Après le musée Carnavalet, et un couple qui s’étreint dans le lit de Marcel Proust que personne ne lit plus, elle les accompagne au théâtre de l’Odéon pour assister à une représentation de «Sainte Jeanne des Abattoirs» de Bertolt Brecht. La pièce semble tout d’abord se jouer dans la rue aux abords du théâtre, entre deux clochards qui s’interpellent ; et au théâtre lui-même, le conflit des intermittents du spectacle montés sur scène devient pour les coréens le spectacle lui-même, dénonçant, et de façon très drôle, la récupération esthétique de Mai 68.

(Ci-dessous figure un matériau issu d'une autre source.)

PR #221, opened 2016-04-30
Assertion not executed in Circular Buffer tests

ryanplusplus:


exercises/circular-buffer/circular-buffer.spec.js
```diff
@@ -31,7 +31,7 @@ describe('CircularBuffer', () => {
     buffer.write('1');
     buffer.write('2');
     buffer.clear();
-    expect(buffer.read).toThrowError;
```
ryanplusplus: This was the wrong assertion, but it wasn't noticed because it wasn't actually executed.

rchavarria:
Nice catch! Many thanks!

PR #223, opened 2016-05-06
Makefile: Replace xdescribe with describe in addition to replacing xit with it

ryanplusplus:
I noticed that any spec with an `xdescribe` was not tested correctly with `make test`. This ensures that these `describe`s are enabled along with all `it`s.


rchavarria:
Very well caught @ryanplusplus!

Just for reference, it was the `leap` exercise who has the `xdescribe` thing. Thanks a lot for this PR.

PR #7398, opened 2021-11-05
Update dmlc-core and use data iter for GPU sampling tests.

trivialfis:
* Add parquet build.
* Fix unity build.

Close https://github.com/dmlc/xgboost/pull/7139


hcho3 (approved):

trivialfis:
Pushed a commit to use the new external memory interface in the gradient sampling test.  It bypasses dmlc threaded iter.

hcho3:
Should this change part of the PR that updates dmlc-core?

trivialfis:
Good point.  I will split it up since more tests need the conversion.

trivialfis:
I still need the updated dmlc-core to confirm that it's working correctly ...

hcho3 (approved):
LGTM. Please rename this PR to indicate that the external memory test was revised to use the data iterator.

PR #7399, opened 2021-11-06
Expose build info

trivialfis:
To-do:
- [x] C API.
- [x] Test.


trivialfis:
This PR adds a function to capture some of the build flags used in XGBoost and expose them as runtime information.  This way the users can see the capability of binary they are using.

hcho3 (approved):

PR #7412, opened 2021-11-10
Bump R cache version on GH action.

trivialfis:


trivialfis:
Unrelated,  there's a new dep from igraph.

PR #7453, opened 2021-11-19
Add range-based slicing to tensor view.

trivialfis:
* Decouple the implementation with xgboost to make it reusable.
* Add range-based slicing to tensor view.
* Calculate CContiguous explicitly.
* Remove span-based iterators.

Par un récit construit en courts paragraphes, Hélène Ling capture des instantanés, et forme une satire comique et profonde de ce Paris vitrifié, dans lequel les touristes du monde entier déambulent de plaque en plaque.


«PABLO PICASSO VÉCUT DANS CET IMMEUBLE DE 1936 À 1955 ; C’EST DANS CET ATELIER QU’IL PEIGNIT GUERNICA EN 1937. C’EST ICI ÉGALEMENT QUE BALZAC SITUE L’ACTION DE SA NOUVELLE LE CHEF D’ŒUVRE INCONNU.
… sous leur regard, les inscriptions se déchiffraient comme les peintures rupestres du sixième arrondissement, des pictogrammes gravés sur l’hôtel particulier, songea-t-elle, - mais depuis Balzac, le chef d’œuvre s’était fait largement connaître.»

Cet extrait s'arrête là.